ENTRIES PROVIDED START

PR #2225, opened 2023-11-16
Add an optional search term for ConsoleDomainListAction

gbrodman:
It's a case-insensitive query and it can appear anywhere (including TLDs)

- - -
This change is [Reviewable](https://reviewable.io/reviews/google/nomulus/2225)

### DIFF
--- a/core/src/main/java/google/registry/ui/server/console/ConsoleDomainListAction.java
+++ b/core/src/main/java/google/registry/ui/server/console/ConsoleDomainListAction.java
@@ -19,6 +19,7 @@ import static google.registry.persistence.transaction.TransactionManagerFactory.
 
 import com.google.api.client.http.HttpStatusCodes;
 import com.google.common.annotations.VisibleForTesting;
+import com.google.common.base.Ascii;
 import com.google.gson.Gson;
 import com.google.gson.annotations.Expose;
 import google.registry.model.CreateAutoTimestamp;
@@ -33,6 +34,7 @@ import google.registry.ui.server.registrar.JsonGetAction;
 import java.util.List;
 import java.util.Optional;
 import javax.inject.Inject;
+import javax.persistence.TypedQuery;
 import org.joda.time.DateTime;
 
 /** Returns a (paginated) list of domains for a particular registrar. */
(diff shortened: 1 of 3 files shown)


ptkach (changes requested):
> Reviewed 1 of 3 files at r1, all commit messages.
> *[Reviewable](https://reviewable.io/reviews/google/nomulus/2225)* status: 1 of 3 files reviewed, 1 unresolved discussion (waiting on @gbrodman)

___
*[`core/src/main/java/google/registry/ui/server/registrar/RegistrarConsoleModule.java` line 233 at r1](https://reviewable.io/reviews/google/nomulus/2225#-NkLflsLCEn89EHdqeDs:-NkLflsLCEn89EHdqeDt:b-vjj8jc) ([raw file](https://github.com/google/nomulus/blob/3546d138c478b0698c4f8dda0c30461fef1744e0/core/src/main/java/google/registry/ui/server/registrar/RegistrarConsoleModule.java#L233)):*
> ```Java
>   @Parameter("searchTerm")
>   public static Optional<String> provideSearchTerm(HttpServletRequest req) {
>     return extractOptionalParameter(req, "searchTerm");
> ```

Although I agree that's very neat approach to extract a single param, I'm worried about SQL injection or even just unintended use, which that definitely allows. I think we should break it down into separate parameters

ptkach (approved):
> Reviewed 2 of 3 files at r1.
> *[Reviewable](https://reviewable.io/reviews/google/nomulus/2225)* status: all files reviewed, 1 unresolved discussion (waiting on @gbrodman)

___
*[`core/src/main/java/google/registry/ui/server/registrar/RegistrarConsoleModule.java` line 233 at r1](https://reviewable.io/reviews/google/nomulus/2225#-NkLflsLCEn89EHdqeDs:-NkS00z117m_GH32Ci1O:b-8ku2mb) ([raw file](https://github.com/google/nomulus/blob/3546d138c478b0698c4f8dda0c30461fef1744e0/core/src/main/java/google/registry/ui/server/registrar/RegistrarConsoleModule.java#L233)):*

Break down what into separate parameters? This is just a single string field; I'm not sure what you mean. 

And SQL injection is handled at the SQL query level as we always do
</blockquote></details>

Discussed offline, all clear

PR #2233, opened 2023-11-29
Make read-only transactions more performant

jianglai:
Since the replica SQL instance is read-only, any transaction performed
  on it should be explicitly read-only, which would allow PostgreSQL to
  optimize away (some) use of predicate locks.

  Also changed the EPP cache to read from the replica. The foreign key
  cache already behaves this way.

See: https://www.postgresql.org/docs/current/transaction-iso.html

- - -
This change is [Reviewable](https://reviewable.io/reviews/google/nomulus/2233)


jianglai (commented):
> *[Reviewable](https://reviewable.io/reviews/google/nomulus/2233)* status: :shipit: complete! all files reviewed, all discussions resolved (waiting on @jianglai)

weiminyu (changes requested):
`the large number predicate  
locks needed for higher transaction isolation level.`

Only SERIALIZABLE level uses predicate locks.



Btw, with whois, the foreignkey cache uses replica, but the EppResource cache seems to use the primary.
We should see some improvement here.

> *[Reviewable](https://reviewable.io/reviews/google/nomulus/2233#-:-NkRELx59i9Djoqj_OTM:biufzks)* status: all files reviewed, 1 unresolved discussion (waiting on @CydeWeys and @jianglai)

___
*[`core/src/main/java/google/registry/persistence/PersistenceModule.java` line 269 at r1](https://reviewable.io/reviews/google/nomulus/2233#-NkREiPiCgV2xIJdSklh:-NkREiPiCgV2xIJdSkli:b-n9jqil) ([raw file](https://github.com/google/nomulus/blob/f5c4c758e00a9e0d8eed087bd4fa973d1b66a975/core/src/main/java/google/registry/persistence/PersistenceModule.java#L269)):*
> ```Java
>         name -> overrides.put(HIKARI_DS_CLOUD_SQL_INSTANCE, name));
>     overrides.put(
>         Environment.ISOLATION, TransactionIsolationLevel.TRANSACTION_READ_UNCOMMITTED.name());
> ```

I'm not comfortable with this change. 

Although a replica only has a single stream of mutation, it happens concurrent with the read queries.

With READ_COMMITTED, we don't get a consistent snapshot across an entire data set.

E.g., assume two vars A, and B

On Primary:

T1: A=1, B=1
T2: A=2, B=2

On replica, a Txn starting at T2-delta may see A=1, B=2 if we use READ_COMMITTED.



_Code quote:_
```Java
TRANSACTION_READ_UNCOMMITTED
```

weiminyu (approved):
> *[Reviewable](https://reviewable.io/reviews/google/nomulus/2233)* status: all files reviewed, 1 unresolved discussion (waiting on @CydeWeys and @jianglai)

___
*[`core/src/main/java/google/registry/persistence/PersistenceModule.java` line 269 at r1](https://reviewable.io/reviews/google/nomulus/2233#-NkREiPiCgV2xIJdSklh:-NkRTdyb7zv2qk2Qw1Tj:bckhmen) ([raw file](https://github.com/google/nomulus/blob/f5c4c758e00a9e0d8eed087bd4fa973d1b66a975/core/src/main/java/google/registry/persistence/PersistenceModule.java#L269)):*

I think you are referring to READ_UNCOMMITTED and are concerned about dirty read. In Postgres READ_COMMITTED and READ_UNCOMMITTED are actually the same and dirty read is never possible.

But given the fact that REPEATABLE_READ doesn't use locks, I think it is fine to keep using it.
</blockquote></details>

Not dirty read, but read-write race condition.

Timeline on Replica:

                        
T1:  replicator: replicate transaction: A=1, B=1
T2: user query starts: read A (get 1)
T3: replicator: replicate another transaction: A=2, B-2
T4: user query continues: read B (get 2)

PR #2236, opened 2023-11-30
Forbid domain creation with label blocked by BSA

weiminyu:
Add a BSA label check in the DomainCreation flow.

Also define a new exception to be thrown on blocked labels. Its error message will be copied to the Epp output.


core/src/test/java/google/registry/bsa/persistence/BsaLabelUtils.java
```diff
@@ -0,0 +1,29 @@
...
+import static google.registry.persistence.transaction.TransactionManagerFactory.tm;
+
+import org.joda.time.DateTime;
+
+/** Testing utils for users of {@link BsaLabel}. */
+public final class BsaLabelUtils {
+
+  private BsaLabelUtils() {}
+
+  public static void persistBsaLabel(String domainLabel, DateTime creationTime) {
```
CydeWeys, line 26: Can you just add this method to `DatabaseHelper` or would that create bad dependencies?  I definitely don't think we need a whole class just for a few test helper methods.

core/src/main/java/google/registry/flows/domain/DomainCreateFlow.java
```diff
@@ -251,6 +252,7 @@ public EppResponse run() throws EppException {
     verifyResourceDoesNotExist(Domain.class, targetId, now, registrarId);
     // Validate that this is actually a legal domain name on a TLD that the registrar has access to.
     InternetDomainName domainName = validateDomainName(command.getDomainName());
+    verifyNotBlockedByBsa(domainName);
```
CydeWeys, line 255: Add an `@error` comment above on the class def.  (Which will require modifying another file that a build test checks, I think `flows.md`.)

ENTRIES PROVIDED END

### TASK TO COMPLETE
Your task is to reproduce the entries exactly, starting at the first line and ending with the line containing "import com.google.gson.annotations.Expose;".

### WORKED SOLUTION
PR #2225, opened 2023-11-16
Add an optional search term for ConsoleDomainListAction

gbrodman:
It's a case-insensitive query and it can appear anywhere (including TLDs)

- - -
This change is [Reviewable](https://reviewable.io/reviews/google/nomulus/2225)

### DIFF
--- a/core/src/main/java/google/registry/ui/server/console/ConsoleDomainListAction.java
+++ b/core/src/main/java/google/registry/ui/server/console/ConsoleDomainListAction.java
@@ -19,6 +19,7 @@ import static google.registry.persistence.transaction.TransactionManagerFactory.
 
 import com.google.api.client.http.HttpStatusCodes;
 import com.google.common.annotations.VisibleForTesting;
+import com.google.common.base.Ascii;
 import com.google.gson.Gson;
 import com.google.gson.annotations.Expose;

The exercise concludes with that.